Pull every line with "mixing" from the data.

(INFORMATION SHOWN begins)

PR #1093, opened 2021-09-10
Fix null exception when mixing connections with Certificate and without

jackpoz:
## Type ##
- [x] Bug Fix
- [ ] New Feature
- [ ] Sample

## Related Issues? ##
No linked issues

When mixing `Connect-PnPOnline` calls with `ClientSecret` and with `CertificatePath` parameters, a null-exception is currently thrown when trying to access the certificate in the current connect.
This PR adds null checks where required to avoid the exception.

Here's a screenshot from a debugging session in Visual Studio showing that `PnPConnection.Current?.Certificate` is null, so accessing `Thumbprint` triggers the exception:
image

### Guidance ###
* You can delete this section when you are submitting the pull request.* 
* *Please update this PR information accordingly. We use this as part of our release notes in monthly communications.*
* **Please target your PR to Dev branch. If you do not target the Dev branch we will not accept this PR.**


gautamdsheth:
Thank you @jackpoz , have merged the PR !

PR #1240, opened 2021-10-12
Allow Sync-PnPSharePointUserProfilesFromAzureActiveDirectorys Users input from valid PnP.Framework.Graph.Model.User lists

reusto:
## Type ##
- [x] Bug Fix
- [ ] New Feature
- [ ] Sample

Updates Sync-PnPSharePointUserProfilesFromAzureActiveDirectorys User input value to explicitly require a list of PnP.Framework.Graph.Model.User type.

Before this it had to be an array of PSObject and PnP.Framework.Graph.Model.User which therefor only worked with values returned directly by a PowerShell command (Example 1) but not when it's a property of the return (Example 2). The later failed with the following error:

> Unable to cast object of type 'PnP.Framework.Graph.Model.User' to type 'System.Management.Automation.PSObject'.

Now it supports both scenarios.

### Example 1

```powershell
$users = Get-PnPAzureADUser -Filter "jobTitle eq 'IT Administraror'"
Sync-PnPSharePointUserProfilesFromAzureActiveDirectory -UserProfilePropertyMapping @{"CostCenter"="ext_123456"} -Users $users
```

### Example 2

```powershell
$deltaUsers = Get-PnPAzureADUser -Filter "jobTitle eq 'IT Administraror'" -Delta
Sync-PnPSharePointUserProfilesFromAzureActiveDirectory -UserProfilePropertyMapping @{"CostCenter"="ext_123456"} -Users $deltaUsers.Users
```

While debugging this I wondered if the creation of the "aadUsers" object is still needed in this configuration as it is the same input in the end as when getting the users in the command itself when no -Users parameter input is provided. Maybe this step can be saved as well?

Input regarding this is welcome.

### DIFF
--- a/CHANGELOG.md
+++ b/CHANGELOG.md
@@ -14,11 +14,13 @@ The format is based on [Keep a Changelog](http://keepachangelog.com/en/1.0.0/).
 - Added optional `-ScheduledPublishDate` parameter to `Add-PnPPage` and `Set-PnPPage` to allow for scheduling a page to be published.
 - Added `-RemoveScheduledPublish` to `Set-PnPPage` to allow for a page publish schedule to be removed.
 - Added support for off peak SharePoint Syntex content classification and extraction for lists and folders via new `-OffPeak` and `-Folder` parameters for `Request-PnPSyntexClassifyAndExtract`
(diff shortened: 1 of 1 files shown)


reusto:
Ah okay, good to know about the independence from PnP Framework.
Glad I could help.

(INFORMATION SHOWN ends)

- [OUTPUT FOR THIS TASK]:
Fix null exception when mixing connections with Certificate and without
When mixing `Connect-PnPOnline` calls with `ClientSecret` and with `CertificatePath` parameters, a null-exception is currently thrown when trying to access the certificate in the current connect.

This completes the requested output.